El Eldorado de Ponceterra atravesó la puerta envuelto en una nube de polvo creada por él mismo. Para cuando don Ramón salió del vehículo, Paco había vuelto a cerrar la puerta. Ponceterra examinó la atmósfera del complejo. «¿Hay algo distinto hoy?», se preguntó.
—Buenas tardes, patrón —dijo Paco.
Ponceterra lo ignoró y se dirigió hacia el edificio principal, dándole vueltas a las dos cosas que ocupaban su mente: si Esteban había tenido éxito y el rubio. Había estado limitando sus visitas, manteniéndose alejado para no forzarle en exceso, pero se preguntó si no debería pasarse a verlo aquel día. A lo mejor la espera y los cuidadosos camelos habrían bastado para que el muchacho se entregase al fin. Y entonces pensó en el proyecto de Esteban: los güeros. ¿Eran tan solo nuevos clientes o podían suponer algún problema? Sus hombres tenían instrucciones meticulosas que les permitían evitar al tipo de cliente equivocado. Y sabían que el castigo por no seguir dichas instrucciones era extremadamente severo.
De repente don Ramón se detuvo en seco. ¿Por qué no curarse en salud y cambiar de contraseña aquel mismo día? Llamó a Paco.
—A partir de hoy tenemos una nueva contraseña. —Después se la dijo en voz baja—. Haz que lo sepan en la ciudad.
—Sí, jefe —asintió Paco.
Don Ramón entró en la casa. Las luces estaban apagadas y todo se encontraba en calma, tal como seguiría durante otras dos horas al menos. Al verlo llegar, el gordo Miguel se levantó de un salto del sofá en el que estaba echado, tirando al suelo la revista que había estado leyendo.
—¿Esteban? —exigió don Ramón.
—En la oficina —dijo el gordo Miguel, agachándose para recoger su revista.
Ponceterra abrió la puerta de la oficina para encontrar a Esteban en plena faena con el joven de la ciudad. El muchacho estaba sentado en el suelo, apoyado contra la pared con la cabeza gacha, el pelo y el rostro un revoltijo de sudor y sangre. Esteban se volvió hacia él. La expresión en su rostro era la de un carnicero paciente.
—¿Qué pasó? —preguntó Ponceterra.
—Un ratito.
Cuatro hombres en el complejo siempre habían bastado. El control de los muchachos era sencillo y ningún cliente les había dado nunca el más mínimo problema. Además, por supuesto, estaban los perros. Pero ver aquella muestra de violencia frente a él hizo que le surgieran dudas.
—¿Todos saben…? —comenzó, preguntando si los guardias sabían que debían mantenerse alerta.
—Sí, patrón.
Esteban se volvió ligeramente, impaciente por seguir con su labor.
Ponceterra vio que Esteban lo tenía todo controlado. La policía se mantendría alejada de allí, tal como habían acordado, y en el raro supuesto de que los güeros que habían estado preguntando encontrasen el rancho, sus hombres estaban preparados para recibirles debidamente. Más allá de eso, sabía que Esteban averiguaría quiénes eran aquellos hombres, incluso aunque nunca llegaran hasta allí. Y sabía que los cazaría. Seguiría su pista por carretera, río o terreno montañoso, más allá de la frontera en caso de ser necesario, hasta matarlos en sus camas si don Ramón así se lo ordenaba. Asintió en dirección a Esteban para que este prosiguiera y cerró la puerta. Esperaría en el rancho hasta que Esteban hubiera terminado, pero entonces sintió la atracción del cuarto al final del pasillo. «Quizá solo una visita corta, un ratito tranquilo los dos juntos —pensó don Ramón—. Ya que estoy aquí».

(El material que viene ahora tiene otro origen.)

PR #587, opened 2018-02-28
Get school type info from Salesforce

Dantemss:
Requires https://github.com/openstax/openstax_salesforce/pull/12 (already merged and pushed to rubygems)
Required for https://trello.com/c/nwTcoFWn

### DIFF
--- a/app/routines/update_user_salesforce_info.rb
+++ b/app/routines/update_user_salesforce_info.rb
@@ -1,4 +1,9 @@
 class UpdateUserSalesforceInfo
+  COLLEGE_TYPES = [
+    'College/University (4)',
+    'Technical/Community College (2)',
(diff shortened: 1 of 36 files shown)


app/routines/update_user_salesforce_info.rb
```diff
@@ -203,10 +209,20 @@ def cache_contact_data_in_user!(contact, user)
         :pending_faculty
       when /Rejected/
         :rejected_faculty
-      when nil
+      when NilClass
```
jpslav: I should know why this is important but do not - fill me in?

Dantemss: It's not important, because in ruby `nil == nil` but I feel bad about it because that's not true in SQL for example.

PR #594, opened 2018-03-13
Pass param to auth providers

Dantemss:
Last paragraph of https://trello.com/c/1F820U9N

Includes https://github.com/openstax/accounts/pull/593

Also has code that tries to separate the 2 flows of adding a new auth provider vs signing in/signing up by passing a parameter to the OAuth provider that should make it back to Accounts.

Tested on accounts-dev and seemed to work fine.

### DIFF
--- a/app/handlers/sessions_create.rb
+++ b/app/handlers/sessions_create.rb
@@ -120,23 +120,36 @@ class SessionsCreate
   end
 
   def handle_while_logged_in
-    # Normally this happens when adding authentications on the profile screen.
+    # Attempt to login when already logged in
 
+    # Same user: don't do anything
     return :no_action if authentication_user == current_user
 
-    return :authentication_taken if authentication_user && authentication_user.is_activated?
+    # Check if they are trying to add a new authentication to their account
+    if request.env['omniauth.params'].try!(:[], 'add') == 'true'
+      # Add the new authentication
+      return :authentication_taken if authentication_user && authentication_user.is_activated?
 
-    return :same_provider \
-      if current_user.authentications.map(&:provider).include?(authentication.provider)
+      return :same_provider \
+        if current_user.authentications.map(&:provider).include?(authentication.provider)
 
-    return :new_signin_required if user_signin_is_too_old?
+      return :new_signin_required if user_signin_is_too_old?
 
-    return :email_already_in_use if ContactInfo.verified.where(value: @data.email)
-                                                        .where{user_id != my{current_user.id}}.any?
+      return :email_already_in_use if ContactInfo.verified.where(value: @data.email)
+                                                          .where{user_id != my{current_user.id}}
+                                                          .exists?
 
-    run(TransferAuthentications, authentication, current_user)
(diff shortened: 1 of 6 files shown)


app/handlers/sessions_create.rb
```diff
@@ -120,23 +120,36 @@ def handle_during_signup
...
-    return :authentication_added
+      run(TransferAuthentications, authentication, current_user)
+      run(TransferOmniauthData, @data, current_user) if authentication.provider != 'identity'
+      return :authentication_added
+    # Fallback to one of the other flows
+    elsif logging_in?
+      handle_during_login
+    elsif signing_up?
+      handle_during_signup
+    else
```
jpslav: Instead of having a fallback here, can we change the `handle` method to control which sub "handle" we call?

```ruby
def handle
  outputs.status = 
    if adding_authentication? # new method that is `signed_in? && see the add flag`
      handle_add_authentication
    elsif # actually is there a separate `handle_while_logged_in` case?
    elsif ...
...
```

app/handlers/sessions_create.rb
```diff
@@ -120,23 +120,36 @@ def handle_during_signup
   end
 
   def handle_while_logged_in
-    # Normally this happens when adding authentications on the profile screen.
+    # Attempt to login when already logged in
 
+    # Same user: don't do anything
     return :no_action if authentication_user == current_user
```
jpslav: Can this be moved out to the main `handle`?

app/handlers/sessions_create.rb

Los gritos se habían detenido y el silencio le resultó más horrible incluso que el ruido. Aferró su arma, frotando el filo con más rapidez contra el hormigón. Entonces oyó ruido de pasos y se detuvo. Se levantó y miró la afilada punta que había creado. Parecía que se le había acabado el tiempo. Tendría que bastarle tal como estaba.